Osterman Research shares why your ex-employees could be your next big security threat

What happens when an employee leaves your company? If you’re like many small and medium-sized businesses, you’ll collect their laptops and IDs and then quickly work towards filling the newly vacant position. But if you’re not thinking about the IT access they’re bringing with them, then your company is at risk.

We sat down with Michael Osterman of Osterman Research to shed some light on this issue. Below are a few highlights from our conversation:

 

Q. How big of an issue is this for organizations?

A. It’s a fairly serious one. And it’s fairly under the radar. You don’t see a lot about this in the trade press. It’s the kind of thing that people understand intellectually, but they really haven’t done much about, because this hasn’t been a priority for them.

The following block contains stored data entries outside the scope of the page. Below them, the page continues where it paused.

PR #946, opened 2020-03-30
feat(tests): Add code coverage report

luispollo:
This PR adds the JaCoCo plugin and sets up an aggregate report of code coverage for all sub-projects, that we can use, among other things, to publish a code coverage badge on the `README`.


emjburns:
Why are you adding this?

luispollo:
> Why are you adding this?

So we can see what kind of code coverage we have in the project?

emjburns:
I guess my question is more - do you think that adding code coverage is valuable? I personally don't really think it's valuable, but I haven't used it that much. What scenarios do you imagine it helping with?

luispollo:
> I guess my question is more - do you think that adding code coverage is valuable? I personally don't really think it's valuable, but I haven't used it that much. What scenarios do you imagine it helping with?

I find it valuable not so much from the detailed report, but because it gives us the ability to generate a nice badge like this (actual current coverage):
Codecov branch

I've always found that giving visibility to this kind of metric naturally makes developers on the team more aware of where we are and nudges them to improve. No one likes to see a red label. 😄 

As a secondary benefit, even though we're fortunate to have nice built-in reports in IntelliJ Ultimate, not everyone in the open-source community will, and so using an open-source code coverage tool allows them access to the detailed information as well. I have yet to figure out how to publish the reports as part of the GitHub builds.

emjburns:
I find that a badge like this incentives perhaps the wrong thing. Does test coverage give you an indication of how well things are working? I don't think so ... I think the best indication is whether someone is using it in production and whether active development is happing. Sure, test coverage helps things run smoothly, but a culture of good tests is I think better built by all buying in and enforcing it with code review that putting a metric up that shames everyone. 

Just my 2 cents.

luispollo:
> I find that a badge like this incentives perhaps the wrong thing. Does test coverage give you an indication of how well things are working? I don't think so ... I think the best indication is whether someone is using it in production and whether active development is happing. 
Personally, I don't think the two are mutually exclusive. 

> Sure, test coverage helps things run smoothly, but a culture of good tests is I think better built by all buying in and enforcing it with code review that putting a metric up that shames everyone.

That's a pretty strong word. The intention is never to point blame or publicly shame anyone. In fact, it's an entirely anonymous/opaque number. The goal, as I said before, is to give visibility. It's only one amongst a variety of metrics we can use to make keel better. Again, it doesn't have to be one thing to the exclusion of another. BTW, 80% is a pretty good number for a project where we haven't been tracking it. If anything, it should be a cause for pride, not shame.

I'm not hung up on pushing this. If others think it's a bad idea, I'll just close the PR.

emjburns:
If it's a useful tool I'm okay with you adding it, I just probably will never look at it. I guess I'm more worried about the ways I feel it could be misused (like, "we really gotta get our code coverage up, let's focus on that"). But, we can always talk about that if it happens!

I think this report is going to help to shake some things up and hopefully, make people more aware of the kinds of issues they face by not managing these applications well enough. This really is one of the real implications of BYOD that a lot of organizations just have not considered yet.

 

Q. What are the ramifications of ‘rogue access’, particularly for SMBs?

A. First and foremost, if you have sensitive or confidential data stored in Dropbox or Google Drive or any of the other personal employee accounts, you potentially run afoul of data breach notification laws. This data is now accessible by someone in another company. That means, in many cases, you have violated the data breach notification requirement that requires you to protect that consumer financial data or protected health information from unauthorized parties. And certainly, an ex-employee would be an unauthorized party.

Another implication is gaining access to that data. If you ever have to go through e-discovery or some sort of regulatory audit, or if you just want to bring it all back in house, it’s much more difficult to do because now you’ve got all this access in a variety of repositories that other people in other companies also have access to.

And it means that you potentially could have spoliation of data: that an employee could then delete your information in their account. It might be information you need for a lawsuit or just want to have in-house, and now you don’t have it anymore simply because an employee has intentionally or inadvertently deleted it.

 

Q. Why aren’t SMBs doing more to address this issue?

A. It’s not a really visible issue. For example, people will employ Dropbox or other applications, because they want to work at home or have files available to them while they are traveling and so forth. And in SMBs that don’t really have an IT department or a full-time IT person, someone might implement this IT technology for the good of the company and the good of their own job.

Organizations really don’t have policies around this. They don’t have best practices. They allow these things to grow organically. And they’re all done, in the vast majority of cases, for good purposes. But the problem is they turn into this ugly, unwieldy monster after a time that nobody really has control over.